| Aim of the task |
For each line below that includes the string "with", show the whole line.

| The records |

↓↓↓

PR #6264, opened 2022-11-27
Remove some leftovers of support for visiting the allied castles

oleg-derevenetz:
We don't support this feature anymore, but some leftovers are still there.


ihhub (approved):

ihhub:
@oleg-derevenetz , thank you for cleaning up the code!

PR #8118, opened 2023-12-10
Battle pathfinder: replace std::bitset by std::array<bool>

oleg-derevenetz:
With MSVC, operations with `std::bitset::reference` are surprisingly slow, for example:

```
Function Name			Total CPU [unit, %]	Self CPU [unit, %]	Module
std::bitset<99>::_Set_unchecked	102 (1,83%)		88 (1,58%)		fheroes2.exe
```

88 milliseconds (total during the whole battle) is a bit too much for such an operation (it's the 3rd place in terms of the "Self CPU" indicator during the instant battle due to the MSVC profiler!), even though it was a relatively long battle. Unfortunately, MSVC doesn't show the timings for the built-in `operator=()` for `bool`, because it's a basic single-instruction operation, but I suppose that it shouldn't take so much time.

Of course, `std::bitset<99>` occupies much less space (16 bytes on 64-bit system instead of 99 bytes), but this difference is actually insignificant in this case.


ihhub (approved):

ihhub:
@oleg-derevenetz , thank you so much for this optimization!

PR #8127, opened 2023-12-12
Update the French translation, add missing offset for an A with accent

zenseii:
Small fixes here and there that should improve the experience.


ihhub (approved):

ihhub:
@zenseii , a lot of thanks for this update!

PR #8134, opened 2023-12-13
StreamFile: improve I/O error handling

### LINKED ISSUE #8133: Appropriate error message when saving a game but disk is full
### Preliminary checks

↑↑↑

| Exercise answer |
With MSVC, operations with `std::bitset::reference` are surprisingly slow, for example:
Update the French translation, add missing offset for an A with accent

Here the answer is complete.